_Exercise_: Find how many lines below hold "copy", and give that number as the entire answer.

_Materials provided_:
■ ■ ■ ■ ■ ■ ■
PR #27629, opened 2023-06-30
all: live chain-aware tracing

s1na:
This PR lets users run a long-running tracer. The tracer will run alongside normal chain processing operations. It will be aware of practically all observable changes to the chain. This allows people to write complete indexing solutions without needing a fork of geth with large footprint over sensitive and often-changing parts of the codebase. E.g. see the discussion at https://github.com/ethereum/go-ethereum/issues/27003. There are 2 major themes to this:

- Configuring a tracer to run as part of normal blockchain operations
- Extending the tracing interface to include high-level events such as `BlockStart`, `BlockEnd`, as well as minute details like `OnNewAccount`, `OnBalanceChange`, etc.

Given that the native tracers have access to the filesystem, it will be possible for example already to do a full sync and store all call traces in a file. However I plan to work on streamlining this and offering db persistence of traces directly in geth in the future. Then we can offer `trace_filter`-like APIs.

### Backwards-compatibility

There has been a change in the hooks `CaptureTxStart/CaptureTxEnd` and `CaptureStart/End/Enter/Exit`. These hooks have been moved up slightly and will now capture tx/call validation errors. I.e. There will be e.g. `CaptureEnter` invocations even if the call fails validation (depth-check or value balance check), and consequently `CaptureExit` will be called with the error.

PR #29189, opened 2024-03-07
all: struct-based live chain tracing

s1na:
This is an alternative to #27629. It refactors the whole logger infrastructure. Previously internally we were passing around the EVMLogger interface and tracers had to implement that interface. This PR changes it so that we pass pointer to a struct around internally. Tracer constructors will have to return an instance of the `*tracing.Hooks` struct. This necessitated some changes to the API. This is a **breaking change to native tracers**.  But now it will be perfect and the interface will never change again (famous last words 😄).


holiman:
> But now it will be perfect and the interface will never change again

:partying_face: You had me at perfect

holiman:
I think I like the direction here. Unfortunately, it's a bit bitrotted.

s1na:
> I think I like the direction here. Unfortunately, it's a bit bitrotted.

Updated

eth/tracers/api.go
```diff
@@ -1043,3 +1050,54 @@ func overrideConfig(original *params.ChainConfig, override *params.ChainConfig)
 
 	return copy, canon
 }
+
+// argsToTransaction produces a Transaction object given call arguments.
+// The `msg` field must be converted from the same arguments.
+func argsToTransaction(b Backend, args *ethapi.TransactionArgs, msg *core.Message) (*types.Transaction, error) {
```
holiman, line 1056: This is very not elegant, since `(*ethapi.TransactionArgs).toTransaction`  already exists, it's just not public:
```
func (args *TransactionArgs) toTransaction() *types.Transaction {
```
It's in `internal/ethapi`. The one over there has support for blob transactions, which this one does not -- which kind of demonstrates how inherently brittle things become when we copy things like this and do not use a single implementation. 

Not sure how to best solve this. @fjl what do you think?

holiman: Here's how that would look, btw: feel free to cherry-pick if we want to go this way

https://github.com/holiman/go-ethereum/commit/d1e6c8f4fe6ea99102ba91c45416a5a86e7ad908

cmd/evm/runner.go
```diff
@@ -127,10 +128,10 @@ func runCmd(ctx *cli.Context) error {
 		blobBaseFee = new(big.Int) // TODO (MariusVanDerWijden) implement blob fee in state tests
 	)
 	if ctx.Bool(MachineFlag.Name) {
-		tracer = logger.NewJSONLogger(logconfig, os.Stdout)
+		tracer = logger.NewJSONLogger(logconfig, os.Stdout).Hooks()
```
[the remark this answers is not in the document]
holiman: Here's how that would look, btw: feel free to cherry-pick if we want to go this way

https://github.com/holiman/go-ethereum/commit/d1e6c8f4fe6ea99102ba91c45416a5a86e7ad908

I filed this follow-up comment on the wrong comment originally, it was meant to go here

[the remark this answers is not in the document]
s1na: Yep makes sense to me. I think it makes sense to generally streamline the loggers more. Added your commit.

eth/tracers/api.go
s1na: Yeah not sure why I did this. Seems like we even had the public ToTransaction method until [recently](https://github.com/ethereum/go-ethereum/commit/ac5aa672d3b85a1f74667a65a15398f072aa0b2a#diff-4a9c1433c7c79c50cb72fd743c896f7bf5a976f46ccbb5fae83f5c46b2465db9L406-L410). Going to re-add that and use.

s1na: Aha I see why I did this: because just prior to this we call `args.ToMessage` and already do all the conversions from hex types. I wanted to save that overhead on `args.ToTransaction` and re-use most fields from the converted `Message`. I'm now thinking it's not worth the performance gain. So I'll use `args.ToTransaction` directly.

holiman (approved):
I've reviewed this pretty extensively.

I implemented a null-hooks thingy, and ran all the statetests with it enabled, to check that there weren't any more missing ` != nil`-checks on the hooks before invoking them (didn't find any more). 

I ran some non-scientific benchmarks, using the snailtracer, and didn't see any obvious slowdown. 

I've checked the code as best I can, and I think it's ok. With a PR this big, it's hard to be 100%

eth/tracers/api.go
holiman: I don't get it. 

> I re-used the message field ...

Where? Is that some commit that you haven't pushed yet?

s1na: I've now pushed a commit addressing this. Allow me to reformulate my rambling from above:

TraceCall receives the TransactionArgs from user. Previously the args had to be converted to a Message so EVM can process it. Now because we also pass the `*types.Transaction` object within EVM, we have to convert the args both to a message and a transaction. And obviously we don't want them to be inconsistent.

The args to message conversion previously also filled in some fields with 0 values (with the exception of gaslimit which it set to global gas cap). I've now moved that logic to a new method on TransactionArgs (calling it `CallDefaults` because it is used for eth_call, debug_traceCall etc.) that fills in these defaults. This allows me to call `ToMessage` and `ToTransaction` on it safely. Note it's not ideal to use `setDefaults` for this because it needs the `ethapi.Backend` which is much larger than the tracing backend.

s1na:
As for testing: @maoueh confirmed that their regression test suite passes after they ported the firehose tracer to the new structure. Also I've been running the supply tracer https://github.com/s1na/go-ethereum/pull/21 for a week on mainnet. I can report there have been no errors and the supply diffs seem to be accurate with the low resolution data shown on ultrasound.money website.

internal/ethapi/transaction_args.go
```diff
@@ -527,6 +540,12 @@ func (args *TransactionArgs) toTransaction() *types.Transaction {
 	return types.NewTx(data)
 }
 
+// ToTransaction converts the arguments to a transaction.
+// This assumes that setDefaults has been called.
+func (args *TransactionArgs) ToTransaction() *types.Transaction {
+	return args.toTransaction()
```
■ ■ ■ ■ ■ ■ ■
_Exercise answer_: 2